The sets of numbers 7, 24, 25 and 9, 40, 41 are Pythagorean triples. Use what you know about the Pythagorean Theorem and explain or show why they are Pythagorean triples. Be sure to show your work for each set of triples
To determine if a set of numbers is a Pythagorean triple, we need to check if they satisfy the Pythagorean Theorem, which states that in a right-angled triangle, the square of the hypotenuse (the side opposite the right angle) is equal to the sum of the squares of the other two sides.

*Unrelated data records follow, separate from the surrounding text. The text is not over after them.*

PR #2978, opened 2025-03-05
LOG-6583: Add Makefile logic to set build version

jcantrill:
### Description
This PR:
* Adds logic to generate build specific version information

### Links
https://issues.redhat.com/browse/LOG-6583


jcantrill:
@xperimental please comment why you don't like this approach or offer an alternative.  Implementation of konflux is going to require us to add some logic to set this at build time in a similar way that is provided by CPaaS now

xperimental:
@jcantrill Forgot about this one, but _I think_ we had discussed this a few months ago, but I am not sure anymore. Also don't know if our recent learnings about Konflux might have obsoleted this anyway.

PR #874, opened 2023-03-14
Some inline size refactoring

pyrello:
Makes the base case (no container queries) more robust by adding more breakpoints and moving some logic from the container query section into the base case.

# To test

This updates the callout alignment, sizing, and margins so that it works without container query code. 
- Test callouts with breakpoints on https://uids.brand.uiowa.edu/latest/?path=/story/elements-inline--three-column and that the callout stretches to 100% when columns get squished. 
- Test with https://github.com/uiowa/uids/blob/4.x/src/components/grid/grid.scss#L66-L72 commented out and verify that sizing and alignment in https://uids.brand.uiowa.edu/latest/?path=/story/elements-inline--narrow still works.

### DIFF
--- a/src/assets/scss/_breakpoints.scss
+++ b/src/assets/scss/_breakpoints.scss
@@ -2,7 +2,13 @@
 
 // Media Queries ///////////////
 @mixin breakpoint($class) {
-  @if $class==xsm {
+  @if $class==xxsm {
+    @media (min-width: $break-xxsm) {
+      @content;
+    }
+  }
+
+  @else if $class==xsm {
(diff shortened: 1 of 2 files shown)


GaryRidgway:
All the testing instructions work as stated, but I am seeing this on three columns when commenting out the lines in instruction two:
Screenshot 2023-03-16 at 9 59 29 AM
Is that something we should investigate, or are we aware of this problem and not worried?

GaryRidgway (approved):
Based on the testing instructions, this looks good!

PR #875, opened 2023-03-23
Add clear:left/right to inline--align-left/right

cory-skeers:


bspeare (approved):
Tested this locally and it appears to work as expected.

cory-skeers:
Thanks @bspeare!

PR #829, opened 2022-12-22
Fixing antonio weights for browser consistency 

bspeare:
Resolves https://github.com/uiowa/uids/issues/772. 

This fixes the font-weight issue we were having with safari without having to switch to Google fonts.  Also, with upcoming privacy concerns I think it makes sense to continue to locally host our fonts. 

There is an update pr with a more updated Antonio.woff font in https://github.com/uiowa/uids/pull/828, however that update requires a lot of spacing adjustments that we can avoid but sticking with our older version of Antonio here. 

# How to test

In Safari, compare https://uids.brand.uiowa.edu/branches/feature_fix_antonio_weight/components/detail/stat--default.html with https://uids.brand.uiowa.edu/components/detail/stat--default.html.   The stat font should look thin on uids.brand.uiowa.edu and the feature branch font weight should look thicker.  

Compare https://uids.brand.uiowa.edu/branches/feature_fix_antonio_weight/components/detail/stat--default.html  in Safari and Chrome and verify that the font weights look the same.

PR #877, opened 2023-04-13
Feature stat update prefix

bspeare:
Updated spacing for prefix/suffix after https://github.com/uiowa/uids/pull/829 adjusted the font slightly.


pyrello (approved):
Looks good.

PR #880, opened 2023-05-04
Which container class should we use for uids and uids_base?

bspeare:


bspeare:
Closing in favor of https://github.com/uiowa/uids/pull/922.

PR #881, opened 2023-06-12
Updated nvm config to use Node 16

pyrello:
# To test

```
nvm install && nvm use && yarn install && yarn storybook
```


joewhitsitt:
we are now running node 18 here https://github.com/uiowa/uids/blob/4.x/.nvmrc

PR #884, opened 2023-06-23
Removed card title class name that is no longer used

bspeare:
# How to test

This fixes a `bg-black` and `bd-dark` mixin that was targeting `card__title`.   Since we no longer use that class, I am targeting the `headline.default` class for the mixin. 

- Code review only


bspeare:
Closing this.

PR #886, opened 2023-07-14
Toggle nav updates

bspeare:
This pr updates the `toggle-nav.js` to set the off-canvas menu positioning instead of trying to do this with CSS.   In addition, there's also a `MutationObserver` observer added to watch for dynamic changes to the header position.


pyrello:
So many double quotes...

PR #891, opened 2023-08-23
Alerts: updates for uids_base integration

bspeare:
Work for https://github.com/uiowa/uiowa/pull/6810

# How to test

- Review the `alert--icon` modifier class that is providing the `display: flex` property to the alert that allows the icon and alert content to display the side by side.  This modifier was added because when alerts are added in the SiteNow WYSIWYG they are not enclosed in a `<div>` wrapper and the `display: flex` that was previously added by default to the `.alert`class rendered the alert text as unreadable. 

Basically, this format of alert below needs to work:
```
<div class="alert alert--info">Alert text</div>
```

### DIFF
--- a/src/components/alert/Alert.stories.js
+++ b/src/components/alert/Alert.stories.js
@@ -26,6 +26,12 @@ export default {
         category: 'Display options',
       },
     },
+    icon: {
+      name: 'Icon',
+      table: {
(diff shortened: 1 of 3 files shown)


pyrello (approved):
Reviewed, not tested.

Let's start with the set of numbers 7, 24, 25. We need to check if 7^2 + 24^2 = 25^2.
7^2 = 49
24^2 = 576
25^2 = 625
49 + 576 = 625
Since 49 + 576 equals 625, the set of numbers 7, 24, 25 satisfies the Pythagorean Theorem and is a Pythagorean triple.
Now let's move on to the set of numbers 9, 40, 41. We need to check if 9^2 + 40^2 = 41^2.
9^2 = 81
40^2 = 1600
41^2 = 1681
81 + 1600 = 1681
Since 81 + 1600 equals 1681, the set of numbers 9, 40, 41 satisfies the Pythagorean Theorem and is a Pythagorean triple.
Therefore, both sets of numbers 7, 24, 25 and 9, 40, 41 are Pythagorean triples, as they satisfy the Pythagorean Theorem.